Building a rule step by step
Let’s create a “Stale PR alert” rule that checks every weekday morning for PRs older than 3 days and sends a Slack notification.
Define the trigger
The trigger determines when the rule runs. For a daily check, use a cron schedule:
name: stale-pr-alert
trigger:
type: schedule
cron: "0 9 * * 1-5"This runs at 9:00 AM UTC, Monday through Friday. See the full triggers reference for all trigger types.
Add a condition
The condition determines whether the rule should act. We check if any PR has been open longer than 3 days:
condition:
provider: github
check: pr.age
operator: gt
value: 3The provider field tells TinyOps which integration to query. The check field specifies what to measure. See all available conditions and operators.

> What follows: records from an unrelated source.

PR #158, opened 2019-11-13
homology_id INT to BIGINT

CristiGuijarro:
At 32-bits the number of homology_ids that could populate the database was limited to around 370 genomes. Given we expect thousands more genomes to come this way, it makes sense to update to 64-bits (INT->BIGINT) for the homology_id column, providing more space to grow. This patch and schema change changes the homology_id from INT to BIGINT.


sql/patch_99_100_b.sql
```diff
@@ -0,0 +1,31 @@
...
+#   room for another 130 genomes (a total of 370 in vertebrates). 64-bits
+#   means potential for another 100,000 genomes. 
+
+
+ALTER TABLE homology MODIFY homology_id bigint(20) UNSIGNED NOT NULL AUTO_INCREMENT;
+ALTER TABLE homology_member MODIFY homology_id bigint(20) UNSIGNED NOT NULL;
+
+# Patch identifier
+INSERT INTO meta (species_id, meta_key, meta_value)
+  VALUES (NULL, 'patch', 'patch_99_100_b.sql|homology_id_64-bits');
```
JAlvarezJarreta: I'm not sure if not having and end of line at the end of the file will actually commit this query to the database when passed with `<`.

sql/table.sql
```diff
@@ -2253,3 +2253,5 @@ INSERT INTO meta (species_id, meta_key, meta_value) VALUES (NULL, 'schema_type',
 # Patch identifier
 INSERT INTO meta (species_id, meta_key, meta_value)
   VALUES (NULL, 'patch', 'patch_99_100_a.sql|schema_version');
+INSERT INTO meta (species_id, meta_key, meta_value)
+  VALUES (NULL, 'patch', 'patch_99_100_b.sql|homology_id_64-bits');
```
JAlvarezJarreta: Same as before.

modules/t/test-genome-DBs/homology/compara/table.sql
```diff
@@ -388,8 +388,14 @@ CREATE TABLE `homology` (
   KEY `gene_tree_root_id` (`gene_tree_root_id`)
 ) ENGINE=MyISAM AUTO_INCREMENT=100990070 DEFAULT CHARSET=latin1;
 
+CREATE TABLE `homology_id_mapping` (
+  `curr_release_homology_id` int(10) unsigned NOT NULL,
+  `prev_release_homology_id` int(10) unsigned NOT NULL,
+  `mlss_id` int(10) unsigned NOT NULL
+) ENGINE=InnoDB DEFAULT CHARSET=latin1;
```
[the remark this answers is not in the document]
muffato: That's because `homology_id_mapping` comes from `pipeline-tables.sql` which uses InnoDB for all tables (as opposite to `table.sql` which uses MyISAM by default).
BTW this table can be removed from the schema because it's not used any more, see https://www.ebi.ac.uk/panda/jira/browse/ENSCOMPARASW-2788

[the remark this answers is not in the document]
muffato: Oh, wait, actually @carlacummins you've already removed it :smile: ! https://github.com/Ensembl/ensembl-compara/commit/d12ebc9ce153891e86c88be3f75e30840e686971 . 
@CristiGuijarro can you remove references to this table from all the test databases ? (and maybe assign the Jira ticket to yourself and explain what's actually needed)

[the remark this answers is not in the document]
CristiGuijarro: Oh, I just misread that and created the ticket linked. I thought you meant Carla had already removed it... Can someone delete the Jira ticket I just made?

CristiGuijarro:
I am a little lost @muffato, what would you like me to change? Would you like me to take the newline at the end of the files back out again?

sql/table.sql
```diff
@@ -2253,3 +2253,6 @@ INSERT INTO meta (species_id, meta_key, meta_value) VALUES (NULL, 'schema_type',
...
+
```
muffato: It's the warning here. It means that the line 2258 does not follow the convention of ending with a newline itself. GitHub doesn't show it well but the line only has two whitespace characters and no newline. So in fact, the two whitespace should be removed.

sql/patch_99_100_b.sql
```diff
@@ -0,0 +1,32 @@
...
+
```
muffato: Same here there are two whitespaces on line 32

CristiGuijarro: Ah, I didn't realise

Conditions are optional. If you skip the condition, the action fires every time the trigger activates.
Define the action
The action determines what happens when the condition is met:
action:
provider: slack
method: send_message
params:
channel: "#engineering"
message: "Stale PR alert: {{condition.result}} days old"The {{condition.result}} template variable is replaced with the actual value from the condition check. See all template variables.
Complete rule
Here’s the full rule:
name: stale-pr-alert
trigger:
type: schedule
cron: "0 9 * * 1-5"
condition:
provider: github
check: pr.age
operator: gt
value: 3
action:
provider: slack
method: send_message
params:
channel: "#engineering"
message: "Stale PR alert: {{condition.result}} days old"Test it
Click Test Run to execute the rule against live data. You’ll see:
- Whether the trigger would fire
- The condition result (the actual PR age value)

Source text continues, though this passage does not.